◆ Work to be completed ◆
An exact copy of all the entries is what is needed here.

*** Opening Dataset records ***

PR #7, opened 2015-08-12
Resolve nosetests conflicts in DynamicWeb report

belissent:
This PR should allow to pass the CI tests.
All the DynamicWeb tests were excluded from the nostests:
The example reports generation does not work because it seems that in the Travis test environment, the addons are not rebuild and not loaded in the USER_PLUGINS directory.

### DIFF
--- a/.travis.yml
+++ b/.travis.yml
@@ -30,4 +30,4 @@ install:
 
 script:
     -  mkdir -p /home/travis/.gramps/grampsdb/
-    -  GRAMPS_RESOURCES=../gramps PYTHONPATH=../gramps nosetests3 -vv --exclude=DynamicWeb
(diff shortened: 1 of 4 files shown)


belissent:
I don't understand why the checks have failed.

*** Closing Dataset records ***

◆ Response to the task ◆
PR #7, opened 2015-08-12
Resolve nosetests conflicts in DynamicWeb report

belissent:
This PR should allow to pass the CI tests.
All the DynamicWeb tests were excluded from the nostests:
The example reports generation does not work because it seems that in the Travis test environment, the addons are not rebuild and not loaded in the USER_PLUGINS directory.

### DIFF
--- a/.travis.yml
+++ b/.travis.yml
@@ -30,4 +30,4 @@ install:
 
 script:
     -  mkdir -p /home/travis/.gramps/grampsdb/
-    -  GRAMPS_RESOURCES=../gramps PYTHONPATH=../gramps nosetests3 -vv --exclude=DynamicWeb
(diff shortened: 1 of 4 files shown)


belissent:
I don't understand why the checks have failed.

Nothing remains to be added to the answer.